Na uva de cheiro, como sabeis, são reservados três a quatro dias de balceiro, devendo o pé ser mexido pelo menos duas vezes por dia, só no ultimo dia é que não se opera essa acção. 
O nosso vinho de cheiro, tal como o Verdelho, era muito bom, não se trata de uma expressão que sinalize vaidade, eram efectivamente muito apreciados, consequência naturalmente das boas práticas reservadas na Adega, desde logo, nos cuidados reservados ao vasilhame, depois na sua localização (aguardamos com grande expectativa pelo momento da nossa primeira vindima e dos nosso primeiros vinhos que julgamos, poder vir já a ocorrer no próximo ano, embora ainda limitada na quantidade e na qualidade, como é justificavel, porque estamos na presença de uma vinha nova - mas lá chegaremos! (…)
Concuidos os trabalhos na adega, era chegada a hora do Jantar ou da Ceia, expressão rural usada pelos homens mais antigos. Na nossa Casa, era assim, subia-se, rumando à cozinha, para termos esse aconchegante alimento, era sempre uma Feijoada à moda antiga, levava toucinho e cabeça de porco – queijaço e também um pouco de linguiça, mas não era muita a mistura – a minha Mãe fazia-a com grande mestria. Concluída a refeição, terminava também o nosso dia de Vindima, regressando o pessoal, que havia estado a trabalhar, ás suas casas. 
Recordar, que  muitos dos trabalhadores, mais jovens, que vinham para as Vindimas dos Biscoitos, tinham como obectivo ganhar uns dinheirinhos para os Toiros do Porto nos Biscoitos – Festa muito concorrida e apreciada, singular na Ilha, naquela altura quem tivesse 100$00 (escudos) tinha muito dinheiro! (…)
As Mulheres ganhavam 15$00 chegando depois aos 20$00. Os Homens, esses recebiam 25$00, esses os valores correspondentes ao dia de trabalho. As muheres regressavam mais cedo a casa e os Homens ficavam para acartar os cestos.

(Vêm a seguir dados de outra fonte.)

Issue #214, opened 2021-04-20
Add support for actor reentrancy


halspang:
## Describe the feature
The dapr core runtime is planning on supporting actor reentrancy. The bulk of this logic will be handled in dapr's runtime but the SDK will be responsible for:

- Preserving the header `dapr-reentrant-id`
- Providing the new config fields required by `dapr/config`

For more context on actor reentrancy, the design proposal can be found here: [actor reentrancy](https://github.com/dapr/dapr/issues/2901)

## Release Note
RELEASE NOTE: **ADD** Support for actor reentrancy

PR #219, opened 2021-05-14
Adds support for Actor Reentrancy

berndverst:
# Description
Adds support for Actor Reentrancy

## Issue reference
https://github.com/dapr/python-sdk/issues/214
https://github.com/dapr/dapr/issues/2901

Please reference the issue this PR will close: #214

## Checklist

* [X] Code compiles correctly
* [X] Created/updated tests


berndverst:
Hold off on reviewing. Will add some tests. Also it appears an existing GRPC test (which should be unrelated) is failing.

wcs1only:
> Hold off on reviewing. Will add some tests. Also it appears an existing GRPC test (which should be unrelated) is failing.

Forgive me if you know this already: You can actually denote a PR as a 'draft' to indicate that it isn't ready to be reviewed/merged. When you go to create a new PR, there's a little dropdown on the right side of the submit button that will let you 'Create as draft'

berndverst:
@wcs1only I think this is ready for review now.

By the way, how exactly are the samples run? Do you think I should add a sample to this PR or do that in a separate PR?

dapr/clients/http/dapr_actor_http_client.py
```diff
@@ -76,7 +85,7 @@ async def get_state(
             bytes: the value of the state.
         """
         url = f'{self._get_base_url(actor_type, actor_id)}/state/{name}'
-        body, r = await self._client.send_bytes(method='GET', url=url, data=None)
+        body, _ = await self._client.send_bytes(method='GET', url=url, data=None)
```
berndverst, line 88: There was an unused variable.

berndverst:
@halspang can you verify this looks good as far as the actors functionality goes (the right things are sent in the right spots)

dapr/actor/runtime/config.py
```diff
@@ -9,6 +9,31 @@
 from typing import Any, Dict, List, Optional
 
 
+class ActorReentrancyConfig:
+    def __init__(
+            self,
+            enabled: Optional[bool] = False,
```
halspang, line 15: While the reentrancy config itself is optional, this isn't an optional field in the config. How does this affect the actual serialization?

dapr/clients/http/dapr_actor_http_client.py
```diff
@@ -47,7 +49,14 @@ async def invoke_method(
         """
         url = f'{self._get_base_url(actor_type, actor_id)}/method/{method}'
 
-        body, r = await self._client.send_bytes(method='POST', url=url, data=data)
+        # import to avoid circular dependency
+        from dapr.actor.runtime.reentrancy_context import reentrancy_ctx
```
halspang, line 53: Can you explain how this makes a circular dependency?

dapr/clients/http/dapr_actor_http_client.py
```diff
@@ -47,7 +49,14 @@ async def invoke_method(
...
+        reentrancy_id = reentrancy_ctx.get()
+        headers: Dict[str, Union[bytes, str]] = (
+            {DAPR_REENTRANCY_ID_HEADER: reentrancy_id} if reentrancy_id else {})
```
halspang, line 56: Can this erase other headers that were already set/needed? Or is this the only header? I'm thinking of things like content-type or length.

tests/actor/test_actor_reentrancy.py
```diff
@@ -0,0 +1,223 @@
...
+        request_body = {
+            "message": "hello dapr",
+        }
+
+        reentrancy_id = "0faa4c8b-f53a-4dff-9a9d-c50205035085"
+
+        test_request_body = self._serializer.serialize(request_body)
+        response = _run(ActorRuntime.dispatch(
+            FakeMultiInterfacesActor.__name__, 'test-id',
+            "ReentrantMethod", test_request_body, reentrancy_id=reentrancy_id))
```
halspang, line 48: To confirm, this is just validating that we can call a reentrant actor normally right? Not actually testing the reentrant portion?

tests/actor/test_actor_reentrancy.py
```diff
@@ -0,0 +1,223 @@
...
+
+        async def dispatchReentrantCall(actorName: str, method: str, reentrancy_id: str):
+            return await ActorRuntime.dispatch(
+                actorName, 'test-id', method, request_body, reentrancy_id=reentrancy_id)
+
+        async def run_parallel_actors():
+            slow = dispatchReentrantCall(
+                FakeSlowReentrantActor.__name__, "ReentrantMethod", slow_reentrancy_id)
+            normal = dispatchReentrantCall(
+                FakeReentrantActor.__name__, "ReentrantMethod", normal_reentrancy_id)
```
halspang, line 77: Should this be the passthrough method? That's the only time the reentrant ID is fetched from the ContextVar.

halspang (commented):
Overall looks good. Just a few comments. For the header/reentrancy itself I think we're good aside from the config parsing.

dapr/clients/http/dapr_actor_http_client.py
berndverst: I honestly can't. When the import was at the module / library level all kinds of tests failed because the wrong things got imported. Doing this import here fixed the issue. The same thing is done in other places in the Python SDK. Basically what is described here: https://stackabuse.com/python-circular-imports

dapr/actor/runtime/config.py
berndverst: This does the right thing because of the default value, but the Optional qualifier is unnecessary. I'll remove this.

tests/actor/test_actor_reentrancy.py
berndverst: This simulates that a reentrant can be called normally way (as the final call in a reentrancy chain for example) but it only tests the internal part where the HTTP library has already parsed the reentrancy header and then calls the runtime dispatch function shown here. This particular test doesn't test calling a reentrant actor from a reentrant actor. That's done in another test.

tests/actor/test_actor_reentrancy.py
berndverst: I don't understand this comment. Could you explain @halspang?

This is just a bunch of Python weirdness to run two async methods truly in parallel and gather the results to force the interleaving of the processing. It is a sanity check to make sure the ContextVars truly work as we expected, that is, ContextVars are unique to each AsyncTask and are always copied forward into nested AsyncTasks.

I understand this looks weird - @wcs1only and I paired on this.

dapr/clients/http/dapr_actor_http_client.py
berndverst: Previously no custom headers were sent at all. That hasn't been supported with Actors in Python. The `invoke_method` only supports a single payload that is byte-encoded. This also only returns bytes.

The behavior prior to this PR is as follows:
Invoke_method always sends an empty dictionary for the headers via `send_bytes()`. Then that function checks whether the Content Type and DAPR API Token headers are presented (which they aren't) and if not uses defaults. See the `send_bytes` method definition and the test modification I made.

This introduces no breaking change.

berndverst:
Thanks for the review @halspang. Made a small change (removing the Optional qualifier which wasn't effective anyway). Otherwise take a look at my reply to your comments. Hope it all makes sense :)

tests/actor/test_actor_reentrancy.py
halspang: I'm fine with the python itself, my comment was more on how we'd handle the ContextVar in the code. Right now, this path only exercises the setting of the reentrant ID. If we use the passthrough method, it should also have to fetch the reentrant ID from the ContextVar. That's the path I'd like to check with interleaving.

halspang: @berndverst what do you think about my previous comment?

halspang (approved):
Spoke over a call about my last comment and I think what I'm looking for is more of an IT or auto-example. Once we have a good idea on what to make the actor do, we can add that in but we don't need to in this PR.

dapr/clients/http/dapr_actor_http_client.py
wcs1only: IIRC, the actual circular dependency was on dapr.actor.runtime which in turn depends on the http client.

wcs1only (approved):
Looks good. +1 for adding an example that exercises this.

Este pessoal era contratado quando chegavam à Praça, logo pela manhã, vindos do Raminho e da Agualva, pagando-se sempre no final da sua jornada de trabalho.
Ainda algumas lembranças mais desses meus tempos de Vindima:
Recordo-me dos condutores das «Fragonetas», lembro-me bem dos Sr. Farpela, todos queriam que fosse ele a ir carregar as uvas, dada a sua nobreza e simpatia no trato, emigrou para os EUA, já falecido, “para o seu lugar” veio o José Gabriel «Chalô ou Chalão, de apelido», emigrou para o Canadá, mais tarde o José Daniel Lourenço, do Raminho - reside nessa freguesia de onde é natural e mantém praça e por último dos que me recordo o Sr. Roberto Linhares, um micalense que casou para os Biscoitos e que tinha também um «Botequim», onde se podia comer uma boa feijoada e chicharros fritos, localizado acima da Adega do António da Chica, tinha uma Fragoneta (Furgoneta), verde, muito bonita, da emblemática marca alemã «BORGWARD», havia-a adquirido, a primeira que teve, ao Pescador Fermínio de São Mateus, depois comprou outra à Mobil, essa já a gazolina, depois substitui por uma Nissan Caball, mas isso já no pós sismo de 80. Os três primeiros eram condutores da Sotran, enquanto o Roberto tinha sido condutor da EVT, mas viria a establecer-se por conta própria.
Na segunda-feira, da Festa dos Biscoitos, dia de Tourada de fama, de manhãzinha podia-se escutar os sons da “magistral orquestra”, porque os viticultores eram também lavradores, de regresso das vacas, a hora, era de mexer novamente o pé que se encontrava na prensa e dar-lhe mais outro aperto, para depois se poder dar uma fuga ao mato, à boleia, para se assistir à apartação dos Toiros, que iriam ser corridos ao final da tarde, na concorrida tourada da ilha, nesse tempo só havia essa nesse dia.